Do a leetcode on the topic of the spiral matrix: Spiral Matrix II looked at the problem of the spiral matrix: First Look at the Leetcode topic:
Given an integer n, generate a square matrix filled with elements from 1 to N2 in Spiral order.
For example,
Given n = 3, you should return the following matrix:
[
[1, 2, 3],
[8, 9, 4],
[7, 6, 5]
]
The main idea is to n*n an integer, put them into a n*n matrix, as shown below, forming a clockwise spiral from the outside to the inside:
It is easy to think of a way of thinking is in accordance with the spiral direction of the ranks of the row alternately walk, until you go to the end of the line, wrap the line at the end of the column, and end up with each position filled in, for example, the first line, add 1, 2, 3, and then add 4, 5, and then three rows of 6,7, a column of 8, two lines 9, end. >>> >>> >>> >>> Follow this logic to write code, one to loop responsible for the entire matrix, 4 small loops responsible for each direction, the key place please refer to the code comment.

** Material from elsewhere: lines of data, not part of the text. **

PR #7630, opened 2021-03-14
Add TC oreberries to Pulverizer recipes

rv-jgentile:
@Dream-Master I added the recipes locally because I had a backlog of oreberries I wanted to macerate, so I figured I might as well put up a PR. I wasn't sure what the old duration/voltage was but as I write this sentence I realize that I was just lazy and can fire up an older version to check them out, so I'll circle back after doing that.

* All recipes are 15s @ 600EU
* Aluminum oreberries crush to tiny aluminium piles.
* Used refs from [tconstruct in scripts/Tinkers-Construct.zs](https://github.com/GTNewHorizons/GT-New-Horizons-Modpack/blob/ba4f01a32df60ec05d5c11168f4174aee231da09/scripts/Tinkers-Construct.zs#L14) and [Gregtech.zs](https://github.com/GTNewHorizons/GT-New-Horizons-Modpack/blob/4c9222ffa366fb3dd78995af11c97fd12479a9b2/scripts/Gregtech.zs#L504)
* Some formatting fixes thanks to the ZenScript IDE Extension I grabbed.
* First time touching ZenScript so don't go easy on me.
  
    
 _Edit: Double checked in 2.0.0.0, recipes were indeed 15s @ 600EU._

### DIFF
--- a/config/GTNewHorizons/dreamcraft.cfg
+++ b/config/GTNewHorizons/dreamcraft.cfg
@@ -165,8 +165,8 @@ modules {
     # Set to true to show login message with modpack version [default: true]
     B:LoginMessage=true
 
-    # Version of the Modpack [default: 2.1.0.4]
-    S:ModPackVersion=2.1.0.4
+    # Version of the Modpack [default: 2.1.0.5]
+    S:ModPackVersion=2.1.0.5
 
     # Set to false to prevent the OreDict register for SpaceStones and SpaceDusts [default: true]
     B:OreDictItems=true
--- a/scripts/Gregtech.zs
+++ b/scripts/Gregtech.zs
@@ -2,7 +2,7 @@
 
 
 
-// --- Imports --- 
+// --- Imports ---
 
 import minetweaker.item.IIngredient;
 import minetweaker.item.IItemStack;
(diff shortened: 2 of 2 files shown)


Prometheus0000:
They're berries rather than nuggets though. Also, I'm not sure why you changed the version of the pack? Or was that dream?

rv-jgentile:
> 
> 
> They're berries rather than nuggets though. Also, I'm not sure why you changed the version of the pack? Or was that dream?

The version bump was dream @ https://github.com/GTNewHorizons/GT-New-Horizons-Modpack/commit/eb0000f06ab465a526a9238c3ddd04f6715ad97e - not sure how it ended up in this PR though. 
  
Totally right about nuggets vs. berries, I'll update the comments.

yukieiji:
Since v2.1.0.0 does not have these recipes within ZenScript, I assume they were added by some code. Therefore, I think they should be added in the code....

Dream-Master:
maybe same probem like the other Tico compat. I would like to see this changes/additions in code not in script.

rv-jgentile:
Cool, good call & no worries - I'll close this. Like I said just something I did to get it working locally and figured I might as well throw up a PR for.

Dream-Master:
@rv-jgentile whould be nice do a code pr to my core mod.

rv-jgentile:
@Dream-Master I promise I'll poke around when I can and see if I get lucky (I'm definitely curious) but no promises on a PR with a fix. Family and full time job to deal with, I was only able to whip this PR up during naptime. Typing this sentence from a phone with a 1mo old baby in my arm, lol. Kids definitely have an adverse effect on hobbies!

Prometheus0000:
https://github.com/GTNewHorizons/NewHorizonsCoreMod/blob/master/src/main/java/com/dreammaster/gthandler/GT_MachineRecipeLoader.java is the file where machine recipes go in that mod. Generally if it's a cross-mod interaction and not in a script, it's in the coremod. There's another in the same folder for normal 3x3 recipes too.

vector<vector<int>> Generatespiralmatrix (int n) { vector<vector<int>> Retvec (n, Vector<int> (n, 1));//Data Matrix vector<vector<int>> Retvecflag (n, vector<int> (n, 0));//Auxiliary matrix that identifies whether the location has been processed by 0: unhandled, 1: Processed if ((1 = = N) | | (0 = = N))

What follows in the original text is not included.